LA GUERRE « RÉACTIVÉE » ET DÉNONCÉE EN CHANSONS
Longévité et réactivations dénonciatrices

Entre 1917 et 1918, Bertolt Brecht écrit le texte très subversif de Die Legende vom toten Soldaten qu’il met lui-même en musique sur une mélodie simple, celle d’une valse lancinante composée sur un ton mineur (qui tranche avec le ton majeur et euphorisant de bien des chants nationalistes). Les paroles de cette chanson paraissent en 1922 en annexe du drame Trommeln in der Nacht (Brecht 1922), puis en 1927, dans le recueil Bertolt Brechts Hauspostille (Brecht 1927). Elle sera notamment immortalisée par l’interprétation de Ernst Busch

https://www.youtube.com/watch?v=o9pAPnKUBAM [consulté 5.7.2021].

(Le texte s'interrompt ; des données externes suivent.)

PR #9268, opened 2026-07-06
ENH: Name macOS application bundle with the full application name

lassoan:
Previously the macOS package always contained "Slicer.app", so after dragging it to the Applications folder it appeared simply as "Slicer" in Finder and had to be renamed manually to tell versions apart.

As a final packaging step, rename the bundle to the full application name (display name and version, e.g. "3D Slicer 5.10.0"), matching the naming already used by the Windows installer. The executable and all embedded paths keep the internal application name, so only the top-level bundle directory is renamed and the bundle stays relocatable.

For preview releases the version carries a build-date suffix (e.g. "5.13.0-2026-07-04"). This results in a long .app file name, which
Finder elides in the middle, hiding the version number:

image

To avoid this, the implementation in this pull request replaces the separator before the date by a space ("5.13.0-2026-07-04" -> "5.13.0 2026-07-04"):

image

We might consider backporting this to Slicer-5.12.1.

### DIFF
--- a/CMake/SlicerCPackBundleFixup.cmake.in
+++ b/CMake/SlicerCPackBundleFixup.cmake.in
@@ -437,3 +437,28 @@ endfunction()
 
 set(app_name "@Slicer_MAIN_PROJECT_APPLICATION_NAME@.app")
 fixup_bundle_with_plugins(${app_name})
+
+#-----------------------------------------------------------------------------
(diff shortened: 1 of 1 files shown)


pieper (approved):
Thanks for doing this! 👍 

I'll be happy to test this on the next preview.

lassoan:
OK, let's try this then.

PR #9273, opened 2026-07-07
BUG: Disable pip install UI off main thread

### LINKED ISSUE #9256: Crash running nnInteractive extension
## Summary

Pip install dialog crashes during module setup.

## Steps to reproduce

* Install nnInteractive extension
* restart slicer
* enter module 
* dialog flashes and then crash

## Environment
- Slicer version: Slicer-5.11.0-2026-06-15
- Operating system: Mac + 26.5.1 (25F80)

ebrahimebrahim:
Closes #9256

See also
- https://discourse.slicer.org/t/nninteractive-slicer-client-is-stuck/47550/9
- https://discourse.slicer.org/t/2026-07-07-weekly-meeting/47523/9
- https://github.com/coendevente/SlicerNNInteractive/pull/100

While https://github.com/coendevente/SlicerNNInteractive/pull/100 fixes the issue in SlicerNNInteractive, until extensions are updated this PR introduces a failsafe to `pip_install`: if `pip_install` is being called from outside the main thread, then refrain from making Qt objects.

### DIFF
--- a/Base/Python/slicer/packaging.py
+++ b/Base/Python/slicer/packaging.py
@@ -514,6 +514,17 @@ def _isSlicerAppAvailable() -> bool:
         return False
 
 
+def _isMainQtThread() -> bool:
+    """Check if the current Python call is running on Slicer's main Qt thread."""
+    if not _isSlicerAppAvailable():
+        return False
+
+    import qt
+    import slicer
+
+    return qt.QThread.currentThread() == slicer.app.thread()
+
+
 def pip_install(
     requirements: str | list[str],
     constraints: str | Path | None = None,
@@ -621,6 +632,21 @@ def pip_install(
         return None
 
     import slicer
+
+    if not _isMainQtThread():
+        logging.warning(
+            "pip_install was called from a non-main thread; disabling progress UI.",
+        )
+        if not blocking:
+            raise RuntimeError(
+                "pip_install(blocking=False) is only supported on the main thread",
+            )
+        if skip_packages is not None:
+            raise RuntimeError(
+                "pip_install(skip_packages=...) is only supported on the main thread",
+            )
+        _pip_install_simple(requirements, constraints, no_deps_requirements)
+        return None
 
     # In testing mode, skip UI and use simple blocking install
     if slicer.app.testingEnabled():


ebrahimebrahim:
I confirmed on my linux system that SlicerNNInteractive, without [my fixes](https://github.com/coendevente/SlicerNNInteractive/pull/100), no longer has any setup issues after the changes in this PR.

ebrahimebrahim:
@lassoan does this look good to merge for 5.12.1?

Base/Python/slicer/packaging.py
```diff
@@ -622,6 +633,21 @@ def pip_install(
 
     import slicer
 
+    if not _isMainQtThread():
+        logging.warning(
```
lassoan, line 637: I don't think we need log this. It is enough to have this as a source code comment, but explain why we don't show progress GUI.

Base/Python/slicer/packaging.py
```diff
@@ -622,6 +633,21 @@ def pip_install(
...
+            "pip_install was called from a non-main thread; disabling progress UI.",
+        )
+        if not blocking:
+            raise RuntimeError(
+                "pip_install(blocking=False) is not supported from a non-main thread",
```
lassoan:
```suggestion
                "pip_install(blocking=False) is only supported on the main thread",
```

Base/Python/slicer/packaging.py
```diff
@@ -622,6 +633,21 @@ def pip_install(
...
+            )
+        if skip_packages is not None:
+            raise RuntimeError(
+                "pip_install(skip_packages=...) is not supported from a non-main thread",
```
lassoan: This can be a problem, as the result of the operation is different depending on which thread it is called from. Why skipping packages is related to threads?

lassoan (commented):
Thank you, it looks good except the skip package limitation. It would be nice to fix that, but it should not block the integration of this PR (since the changes make the implementation better, even if not perfect yet).

Base/Python/slicer/packaging.py
ebrahimebrahim: I am trying to keep this change small and localized. The idea is only to support the old usage of `pip_install` from Slicer 5.10 in the cases where it's being called off the main thread. There was no `skip_packages` in Slicer 5.10, so that case does not need to be supported.

Base/Python/slicer/packaging.py
ebrahimebrahim: I guess I was thinking of this PR as helping to support the transition to the new pip_install, not as officially supporting off-the-main-thread use but just not failing so hard in cases where extensions were already doing that. So a warning makes sense, similar to a depracation warning. But maybe you were thinking we should officially support off-the-main-thread usage? IDK... maybe we should at least discourage it with a warning even if the failsafe remains forever

Base/Python/slicer/packaging.py
lassoan: > There was no skip_packages in Slicer 5.10

OK, you are right, skip was implemented in each extension, so there would be no risk of regression.

ebrahimebrahim:
@lassoan Is this good to go as is, or did you want me to remove the warning first? I kept the warning because I am thinking of pip_install-in-a-thread as something that extensions should fix, and this PR is helping us to tell them that without breaking them outright. But if you are thinking of this PR as re-introducing official support for pip_install-in-a-thread, then I can remove the warning.

Since we said we want this commit as part of 5.12.1 I want to finalize it quickly

ebrahimebrahim:
(I am going to go ahead and cherry pick this commit to the release branch for the 5.12.1 patch release, so no more rush. Tweaking the PR a bit before merging to main is still okay.)

lassoan (approved):
This is good to go as is. If we don't want to support `pip_install` from a background thread then the warning is appropriate.

It makes sense to not support pip_install on background thread until developers specifically request this feature. If the need emerges then the feature could be built into pip_install (e.g., introducing a `waitForCompletion` flag).

PR #6662, opened 2022-11-14
ENH: add simple measurements panel

Punzo:
@lassoan here the PR for the simple measurement panel. 

the widget is a simple version of the GUI of the markups module. The idea is to have a widget that can be easly added to a toolbar and provide a simple view of the markups/measurements with minimum controls, e.g.:

```
markupsToolbar = qt.QToolBar("markupsToolbar")
markupsToolbar.objectName = "markupsToolbar"

simpleMeasurementPanel = slicer.qSlicerSimpleMeasurementsWidget()
simpleMeasurementPanel.setMRMLScene(slicer.mrmlScene)
# simpleMeasurementPanel.setMRMLScene(slicer.mrmlScene, ["vtkMRMLMarkupsLineNode"]) to filter the type of available nodes 
simpleMeasurementPanel.setShowMeasurementDisplay(True) # default False
markupsToolbar.addWidget(simpleMeasurementPanel)
    
slicer.util.mainWindow().addToolBar(qt.Qt.RightToolBarArea, markupsToolbar)
markupsToolbar.show()
```

PR #9274, opened 2026-07-07
BUG: Fix lock button not hiding ROI interaction handles

nhjohnston:
When a markups ROI node was locked via the lock button, the scale/rotate/translate interaction handles remained visible and interactive. Fix by:
- Overriding CanInteract() in vtkSlicerMarkupsInteractionWidgetRepresentation to respect the node-level locked state
- Returning false from IsDisplayable() when the node is locked so handles are hidden
- Calling SetLocked() when the per-control-point lock icon is clicked in the table

Slicer 5.12.0:

https://github.com/user-attachments/assets/9e7347c4-670b-493c-8298-011b9c85f602

This PR:

https://github.com/user-attachments/assets/984bf1a4-4581-4f0d-a6d5-cfc7038b6369

### DIFF
--- a/Modules/Loadable/Markups/VTKWidgets/vtkSlicerMarkupsInteractionWidget.cxx
+++ b/Modules/Loadable/Markups/VTKWidgets/vtkSlicerMarkupsInteractionWidget.cxx
@@ -508,6 +508,31 @@ void vtkSlicerMarkupsInteractionWidget::ScaleWidgetROI(double eventPos[2], bool 
     return;
   }
 
+  // Similarly to translation, scaling must not move locked control points.
+  bool anyControlPointLocked = false;
+  for (int controlPointIndex = 0; controlPointIndex < roiNode->GetNumberOfControlPoints(); ++controlPointIndex)
+  {
+    if (roiNode->GetNthControlPointLocked(controlPointIndex))
+    {
+      anyControlPointLocked = true;
+      break;
+    }
+  }
+  if (anyControlPointLocked)
+  {
+    if (roiNode->GetROIType() == vtkMRMLMarkupsROINode::ROITypeBox)
+    {
+      // The only control point of a box ROI is the center.
+      // The locked center is kept in place by scaling symmetrically around it.
+      symmetricScale = true;
+    }
+    else
+    {
+      // Scaling would reposition all control points, do not scale.
+      return;
+    }
+  }
+
   vtkMRMLMarkupsDisplayNode* displayNode = this->GetDisplayNode();
   if (!displayNode)
   {


pieper (dismissed):
This sounds good to me. 👍 

Anyone else want to have a look before we merge?

Modules/Loadable/Markups/qSlicerMarkupsModuleWidget.cxx
```diff
@@ -2013,6 +2013,7 @@ void qSlicerMarkupsModuleWidget::onActiveMarkupTableCellChanged(int row, int col
       item->setData(Qt::DecorationRole, QPixmap(":/Icons/Small/SlicerUnlock.png"));
     }
     d->MarkupsNode->SetNthControlPointLocked(n, flag);
+    d->MarkupsNode->SetLocked(flag);
```
jamesobutler: What about when the ROI type is "BoundingBox" instead of the normal "Box" type? For "BoundingBox" there can be N control points in the table, but this appears that it will lock the entire markups ROI if just one of the individual control points is locked.
image
image

lassoan:
It gives some flexibility that interaction handles and control points editing can be controlled by two separate flags, but it could be also reasonable to say that locking of the markup includes disabling interactions, too. Maybe the solution could be an additional "read-only" flag disables all modifications.

@nhjohnston Can you tell a bit more about your use case? Could you also disable interactions when you lock the markup node?

jamesobutler:
We don't currently expose the interaction handle settings to enable/show/hide/etc in our Slicer custom application.
image

It does seem confusing though why if you have set the "Locked" state of the markup node, why you would still want to enable translation/rotation/scaling. All of those actions will be modifying the markup node where the "Locked" state was generally set to prevent those actions. Ultimately even if only a individual control point is set as locked, I would expect that the interaction handles should never act upon that control point to change its position. In the case of the "Box" type which just has a single control point, it would seem reasonable that translation through the interaction handle should not be possible when the individual control point is set as locked. Scaling and rotation could be potentially enabled since it doesn't modify the individual control point position that was locked.

Modules/Loadable/Markups/qSlicerMarkupsModuleWidget.cxx
Sunderlandkyl: Yes, I think that calling SetLocked on the full markups node when one of the control points is locked is not the correct behavior.

For point lists/curves/representations/etc. that include multiple control points, we can lock some of them and still translate/rotate the unlocked points using the handles.

nhjohnston:
This all makes sense. So it looks like a good solution would be:

1. Keep the bug fix to lock the center control point of the "box" when the interaction control point lock button is checked
2. Revert the changes to hide the "box" interaction handlers when it is locked (I also think this makes sense, since a locked line still has its end point fiducials shown). This will allow for scaling and rotation when locked. 
3. Fix the bug introduced in this PR to make sure the "bounding box" interaction handles are ALL locked when the interaction control point lock button is checked AND only the individual point is locked when the table control point lock button is checked

Does this sound okay?

nhjohnston:
Added the changes described in https://github.com/Slicer/Slicer/pull/9274#issuecomment-4916935694 for testing. If it looks good, I can squash it into one commit!

Modules/Loadable/Markups/qSlicerMarkupsModuleWidget.cxx
```diff
@@ -1915,6 +1915,10 @@ void qSlicerMarkupsModuleWidget::onListLockedUnlockedPushButtonClicked()
   }
   bool locked = d->MarkupsNode->GetLocked();
   d->MarkupsNode->SetLocked(!locked);
+  for (int i = 0; i < d->MarkupsNode->GetNumberOfControlPoints(); ++i)
+  {
+    d->MarkupsNode->SetNthControlPointLocked(i, !locked);
```
Sunderlandkyl: I don't think that the overall lock button should modify the lock state of the individual control points.

Sunderlandkyl:
How about just hide the interaction handles if either the overall markups lock is enabled, or all of the control points in the markup are locked?

Modules/Loadable/Markups/qSlicerMarkupsModuleWidget.cxx
nhjohnston: Updated!

Modules/Loadable/Markups/VTKWidgets/vtkSlicerMarkupsInteractionWidgetRepresentation.cxx
```diff
@@ -150,6 +151,28 @@ bool vtkSlicerMarkupsInteractionWidgetRepresentation::IsDisplayable()
     return false;
   }
 
+  if (markupsNode->GetLocked())
```
Sunderlandkyl: Thanks, just one more thing. You can use GetNumberOfMovableControlPoints to get the number of unlocked control points.

https://apidocs.slicer.org/main/classvtkMRMLMarkupsNode.html#a5488b9eaa3dee060377f2d80e37d80b0

lassoan:
Interaction handles are general-purpose. They allow changing some properties of the markup. Not all properties are necessarily represented in control points. That's why the option to enable/disable the interaction handles is called "Interaction" and not something more specific such as "Transform".

For example, a handle on a custom cardiac device markup node may not change any control points, but instead change the shape of the device; or we may want to show interaction handles on a robotic arm without wanting to store any control points.

Introducing a logic that strongly links interaction handles to control point transformations would sacrifice generalizability. Maybe it is the right thing to do (for example, because the "Interaction" checkbox meaning may not be obvious for the users; or because we try to over-generalize things, which causes extra complexity for users and developers), but then we would need to rethink the entire role of interaction handles.

It would help if we could discuss about what you would need in your use case instead of jumping to the solution.

nhjohnston:
The initial bug, where the overall markup lock was not locking the markup for box ROI, was the main concern. Hiding the interaction handles was added because, to our users, it might be confusing to have no visual queue that the ROI is now locked. However, I am okay leaving interaction handle functionality out of this PR if it is going to negatively impact other areas! @jamesobutler, what do you think?

jamesobutler:
The main thing for us is that if a Markups ROI of “Box” type is locked then interaction handles should not result in the position or extent of the ROI from changing.

lassoan:
OK, thank for your patience and the additional explanations. It looks like that the problem is very specifically with ROI markup scaling: it may move locked control points (translation, rotation, and other markup types are all good).

I've pushed a change to this branch that fixes this specific problem while leaving everything else unchanged. Please test if it works well for you.

nhjohnston:
Thank you for your push!

I am still seeing the initial discrepancy where the overall lock button allows the user to move the ROI via the control point, while the individual control point lock prevents this. My understanding was that the overall lock button would have the same result as having all control points in the table locked, but I might be misunderstanding?

https://github.com/user-attachments/assets/15d0e9f7-da89-4f78-9326-b003416a8c42

lassoan:
Lock every control point has slightly different compared to global locking:
- Locking the markup control points globally disables all direct interactions with control points in slice and 3D views (you cannot highlight, left-click or right-click on control points in any views). This flag does not affect behavior of interaction handles. This is useful behavior, as it makes markup nodes more similar to other nodes (models, etc.) that you can move by using interaction handles but you cannot modify their shape by click-and-drag. It is also somewhat similar to moving nodes by modifying their parent transform using interaction handles - the points move regardless you locked the markup.
- Locking an individual control is respected by interaction handles - except the ROI widget had a bug that this PR now fixes.

Many workflows depend on this behavior, so it would be probably better not to change it, but we can think about how we can make the behavior further customizable if necessary.

jamesobutler:
Historically it has seemed that locking a markup at the node level prevent any position manipulation of the underlying control points. In the case of a Markups ROI, locking it at the node level shouldn't allow interaction handles to change the position of the underlying control point.

lassoan:
> Historically it has seemed that locking a markup at the node level prevent any position manipulation of the underlying control points. In the case of a Markups ROI, locking it at the node level shouldn't allow interaction handles to change the position of the underlying control point.

I agree that it is conceptually cleaner and simpler if "locking every control point of the markup" is equivalent to "lock the markup". However, in many workflows, we need the ability to click on control points but not allow to move them by drag-and-drop. This is currently achieved by enabling the global lock flag while leaving per-control-point lock flag disabled. We cannot take away this functionality, but there are many ways to keep this working while also achieve what you need.

For example, we could deprecate the "Locked" flag and introduce two new flags that are more specific:
- ControlPointInteractionEnabled: do what the current locked flag does (enable/disable all control point interactions). Maybe it could be added to the markup display node instead of the markup node.
- AllControlPointsLocked: override all the per-control-point locked flags (I think this is what you expect the "Locked" flag to do)

Alternatively, we could add some "locking mode" property that would tell what should happen when the markup is locked. The default could be the current behavior (moving enabled & interaction disabled) and we could introduce new modes ("moving disabled", "moving disabled & interaction handles disabled", ...). Or, we could just add a very specific flag like "InteractionHandlesDisabledWhenLocked" to switch between the current behavior and what you would prefer.

jamesobutler:
I'm trying to think of a way of making this general "Markups" module easier to use rather than being able to do a bunch of different things and therefore confusing to use. I'm not sure what to do at this time. We are trying to use the Markups for simple annotations with the measurements functionality, but all this extra functionality is complicating the use of this module.

lassoan:
Could something like this work better? 

https://github.com/Slicer/Slicer/pull/6662

jamesobutler:
Possibly though that’s about a creating a custom workflow and our group can already do that in our custom app. 

The biggest source of confusion from the Slicer core perspective as it relates specifically to the Markups ROI type is that by default when creating the node the interaction handles are shown. The interaction handles are the only way to resize the object as the “Box” type doesn’t define its size by control points but by the interaction handles. This is different than the default line node which defines its size with control points rather than a single point with 2 interaction handles at either end. Then with Markups ROI of “Box” type with the default interaction handles shown, upon pressing the Markup level “lock” button, it appears to result in a no-op/no change which is the confusing part because you can still click on the center which is actually an interaction handles displayed over the control point and still be able to modify the size of the ROI. Locking a line node results in clicking the points that define the size not being able to translate or change the line as one would expect.

lassoan:
Yes, the main issue is that the ROI and plane markups are special in that interaction handles are essential for defining them. Maybe we could add a new `InteractionAllowedWhileLocked` flag to the markup display node, set to `true` by default for all markups but set to `false` in `vtkMRMLMarkupsPlaneDisplayNode` and `vtkMRMLMarkupsROIDisplayNode`.

nhjohnston:
Added a commit to add InteractionAllowedWhileLocked  so that the ROIs can be interacted with via interaction handles while locked, but the ROI "box" control point is not able to be interacted with while locked

jamesobutler:
@lassoan Do you still have plans to push the updates that we had discussed in our last meeting regarding Markups ROI and Markups Plane?

jamesobutler:
xref https://discourse.slicer.org/t/accidentally-moving-all-markups-in-a-pointlist/47685/8 about a similar discussion of whether mouse-wheel click should respect interaction handle enabled movement or whether it should respect control point interaction locked state.

jamesobutler:
@lassoan Regarding this work were you going to push anything different or do you want to re-check the latest that was pushed here?

lassoan:
I'll check this over the weekend.

jamesobutler (approved):
Approving for integration the minimal agreed upon change of `BUG: Prevent scaling interaction move locked markup ROI control points`. Previous state of branch will be temporarily available at https://github.com/jamesobutler/Slicer/tree/nhjohnston-roi-lock-bug-backup.

Issue #9121, opened 2026-04-21
Need native arm64 app launcher for development to correctly inherit arch


pieper:
## Summary

While using the intel app launcher on arm64 machines mostly works, some low-level python packages can misbehave.

## Steps to reproduce

Launch like this:
```
 /opt/s2/Slicer-build/Slicer 
```
Type this in the python console:
```
>>> import os
>>> os.system("arch")
0
```
and in the terminal you see this:
```
Python console user input: import os
Python console user input: os.system("arch")
i386
0
```

If instead you create a launcher script:
```
./Slicer-build/Slicer --launcher-generate-exec-wrapper-script
```
And launch slicer with the generated script:
```
bash /private/var/folders/yk/qm79wxyd1x38xpn3n046gykh0000gn/T/Slicer-JlUjaY.sh /opt/s2/Slicer-build/bin/Slicer.app/Contents/MacOS/./Slicer
```
then arch is printed as `arm64` as expected.

This became an issue when trying to use `ctypes` on a mac build, which failed like this because it have the wrong architecture.

```
[Python]   File "/opt/s2/python-install/lib/python3.12/ctypes/__init__.py", line 397, in __getitem__
[Python]     func = self._FuncPtr((name_or_ordinal, self))
[Python]            ^^^^^^^^^^^^^^^^^^^^^^^^^^^^^^^^^^^^^^
[Python] AttributeError: dlsym(0x9d937ca0, objc_msgSendSuper_stret): symbol not found
```

## Environment
- Slicer version: Slicer-5.11
- Operating system: Only mac arm systems

lassoan:
According to ChatGPT, to launch an arm64 `myexecutable` from a Rosetta2 application, you have to run `arch -arm64 myexecutable`. It may be enough to change the launcher settings ini file. Of course, a native launcher would be nicer.

PR #9276, opened 2026-07-09
macOS arm64 packaging name fixes

jamesobutler:
This updates the generated packaged installer name to end in "-macosx-arm64.dmg" for arm64 builds instead of "-macosx-amd64.dmg". The `Slicer_ARCHITECTURE` variable gets set correctly now to handle this.

Due to the above change it was also needed to define the CTKAppLauncher to continue to be the amd64 version as that is all that is available. Work to track a native arm64 launcher is defined in https://github.com/Slicer/Slicer/issues/9121. We similarly already define the Windows build to always use an i386 32-bit build as an amd64 Windows version is not available.

### DIFF
--- a/CMake/SlicerMacroGetOperatingSystemArchitectureBitness.cmake
+++ b/CMake/SlicerMacroGetOperatingSystemArchitectureBitness.cmake
@@ -25,7 +25,7 @@
 # The macro defines the following variables:
 #  <var-prefix>_BITNESS - bitness of the platform: 32 or 64
 #  <var-prefix>_OS - which is on the this value: linux, macosx, win
-#  <var-prefix>_ARCHITECTURE - which is on the this value: i386, amd64, ppc
+#  <var-prefix>_ARCHITECTURE - which is on the this value: i386, amd64, arm64, ppc
 
 include(${CMAKE_CURRENT_LIST_DIR}/SlicerBlockOperatingSystemNames.cmake)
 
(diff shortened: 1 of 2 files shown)


CMake/SlicerMacroGetOperatingSystemArchitectureBitness.cmake
```diff
@@ -49,6 +49,20 @@ macro(SlicerMacroGetOperatingSystemArchitectureBitness)
     set(${MY_VAR_PREFIX}_ARCHITECTURE amd64)
   endif()
 
+  # On macOS, CMAKE_SYSTEM_PROCESSOR reflects the host machine (and can be
+  # wrong, for example when CMake is run under Rosetta 2 translation), whereas
+  # CMAKE_OSX_ARCHITECTURES reflects the architecture actually being targeted
+  # by the build. Prefer CMAKE_OSX_ARCHITECTURES when it is set.
+  set(_slicer_target_processor "${CMAKE_SYSTEM_PROCESSOR}")
+  if(APPLE AND NOT "${CMAKE_OSX_ARCHITECTURES}" STREQUAL "")
```
lassoan: Add a note on that `CMAKE_OSX_ARCHITECTURES` can contain multiple values (e.g., `x86_64;arm64`) and describe the rationale of using `arm64` then.

CMake/SlicerMacroGetOperatingSystemArchitectureBitness.cmake
```diff
@@ -49,6 +49,20 @@ macro(SlicerMacroGetOperatingSystemArchitectureBitness)
     set(${MY_VAR_PREFIX}_ARCHITECTURE amd64)
   endif()
 
+  # On macOS, CMAKE_SYSTEM_PROCESSOR reflects the host machine (and can be
```
lassoan: If this is a macOS-only thing then put the entire code block under `if(APPLE)` to make it simpler to interpret the code for other platforms.

CMake/SlicerMacroGetOperatingSystemArchitectureBitness.cmake
```diff
@@ -49,6 +49,20 @@ macro(SlicerMacroGetOperatingSystemArchitectureBitness)
...
+  # wrong, for example when CMake is run under Rosetta 2 translation), whereas
+  # CMAKE_OSX_ARCHITECTURES reflects the architecture actually being targeted
+  # by the build. Prefer CMAKE_OSX_ARCHITECTURES when it is set.
+  set(_slicer_target_processor "${CMAKE_SYSTEM_PROCESSOR}")
```
lassoan: The logic is quite convoluted overall. It is difficult to tell what exactly happens on the 3 platforms (what value is set in `${MY_VAR_PREFIX}_ARCHITECTURE`, if any). It would be also nicer to do away the temporary `_slicer_target_processor` value when we want to just set a single variable. Could we set that variable to some default value for all platforms and then have some extra Apple-specific logic to set it to a different value?

SuperBuild/External_CTKAPPLAUNCHER.cmake
lassoan: Move the comment inside the "win" branch for consistency with the "macosx" branch.

CMake/SlicerMacroGetOperatingSystemArchitectureBitness.cmake
```diff
@@ -25,7 +25,7 @@
 # The macro defines the following variables:
 #  <var-prefix>_BITNESS - bitness of the platform: 32 or 64
 #  <var-prefix>_OS - which is on the this value: linux, macosx, win
-#  <var-prefix>_ARCHITECTURE - which is on the this value: i386, amd64, ppc
+#  <var-prefix>_ARCHITECTURE - which is on the this value: i386, amd64, arm64, ppc
```
lassoan, line 28: Is it guaranteed to be always set? If not then add a not on that.
Can we remove the `i386` and `ppc` architectures or it is still possible that we get these values?
Typo: `on the this value` -> `one the these values`

lassoan (commented):
Thank you, it looks good. It would be nice if you could simplify the logic to make the code easier to read.

CMake/SlicerMacroGetOperatingSystemArchitectureBitness.cmake
jamesobutler: I guess that brings up another point should we fail earlier if someone attempts to build for "x86_64;arm64"? I don't believe we are going to aim to support a universal binary option. There will only be support for x86_x64 macOS package or arm64 macOS package.

lassoan: If the macro might not behave correctly with multiple architecture values then it is easier to stop with a failure instead of trying to figure out a meaningful behavior. So, adding a simple check here would be good.

I see that `SlicerInitializeOSXVariables.cmake` already has a check for multiple values. If that is called early enough then we don't need to add another early check.

CMake/SlicerMacroGetOperatingSystemArchitectureBitness.cmake
jamesobutler: Would you like that we have a commit for bulk remove of older 32-bit based architecture logic across all the various 3D Slicer build infrastructure files consider Slicer is no longer supported being built as a 32-bit app? For example there is more of this in places such as the following:
https://github.com/Slicer/Slicer/blob/143b942237aaded8a1eb09b6371573db1e96ecd8/Extensions/CMake/SlicerBlockUploadExtensionPrerequisites.cmake#L12-L17
https://github.com/Slicer/Slicer/blob/143b942237aaded8a1eb09b6371573db1e96ecd8/CMake/SlicerBlockInstallOpenSSL.cmake#L16-L19

CMake/SlicerMacroGetOperatingSystemArchitectureBitness.cmake
jamesobutler: I've updated the logic here to be more generic in handling cases of CMake being amd64 and running through emulation on an arm64 machine where the build is targeting arm64.

CMake/SlicerMacroGetOperatingSystemArchitectureBitness.cmake
jamesobutler: I have adjusted the logic to set in each of the platform statement blocks with their preferred methods of setting the architecture.

CMake/SlicerMacroGetOperatingSystemArchitectureBitness.cmake
jamesobutler: I have confirmed that things are indeed already handled early when trying to specify a universal binary.

At the initial configuration step it will exit early with:
```
.
.
-- Setting C++ standard
-- Setting C++ standard - C++17
CMake Error at CMake/SlicerInitializeOSXVariables.cmake:39 (message):
  error: Only one value should be associated with CMAKE_OSX_ARCHITECTURES
  (for example: arm64 or x86_64).
  CMakeLists.txt:69 (include)


-- Configuring incomplete, errors occurred!
```

CMake/SlicerMacroGetOperatingSystemArchitectureBitness.cmake
hjmjohnson: I do think we should remove all 32-bit-based architecture logic.  It is more noise with no benefit.

jamesobutler: I’ll issue a separate PR for independent review regarding stripping out older 32-bit build support logic.

lassoan (approved):
Thank you, this looks very nice and clear now.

. Avec l’humour noir d’un Otto Dix, le narrateur nous raconte comment, dans les derniers mois de la guerre, le cadavre d’un soldat allemand, tombé plus ou moins volontairement au champ d’honneur, est jugé déserteur et forcé de reprendre du service: Und als der Krieg im vierten Lenz Keinen Ausblick auf Frieden bot Da zog der Soldat seine Konsequenz Und starb den Heldentod. Der Krieg war aber noch nicht gar Drum tat es dem Kaiser leid Daß sein Soldat gestorben war: Es schien ihm noch vor der Zeit. […] Es zog die ärztliche Kommission Zum Gottesacker hinaus Und grub mit geweihtem Spaten den Gefallnen Soldaten aus. […] Und der Doktor fand, der Soldat war k. v. [kriegsverwendungsfähig] Und er drückte sich vor der Gefahr. Und sie nahmen sogleich den Soldaten mit;

La métaphore du soldat mort, forcé de repartir au combat, illustre ironiquement la désespérance, l’arbitraire et l’absurdité des derniers mois de la Grande Guerre. L’image macabre du combattant déterré suggère l’idée que les soldats deviennent tous des morts-vivants en puissance, des marionnettes animées par un pouvoir arbitraire (de nature politico-religieuse), et « ranimées » par l’alcool, les infirmières, les prostituées, la musique militaire, le tout sur fond de propagande impériale héroïsante : Sie schütteten ihm einen feurigen Schnaps In den verwesten Leib Und hängten zwei Schwestern in seinen Arm Und ein halb entblößtes Weib. Und weil der Soldat nach Verwesung stinkt Drum hinkt ein Pfaffe voran Der über ihn ein Weihrauchfaß schwingt Daß er nicht stinken kann. Voran die Musik mit Tschindrara Spielt einen flotten Marsch.

Cette chanson dénonciatrice n’est pas sans rappeler la morbidité expressionniste du jeune Gottfried Benn, ni sans annoncer Der Graben de Kurt Tucholsky, ou encore certaines descriptions crues du roman À l’Ouest rien de nouveau d’Erich Maria Remarque. Dans l’entre-deux-guerres, elle sera adaptée au chant choral par Kurt Weill en 1929, avant d’être censurée durant le Troisième Reich, tout comme le célèbre Kanonensong extrait de L’Opéra de quat’ sous, créé en 1928 et paru en 1931. Or sa longévité est indéniable puisqu’elle est encore chantée aujourd’hui, étant devenue entre-temps un classique parmi les chansons pacifistes.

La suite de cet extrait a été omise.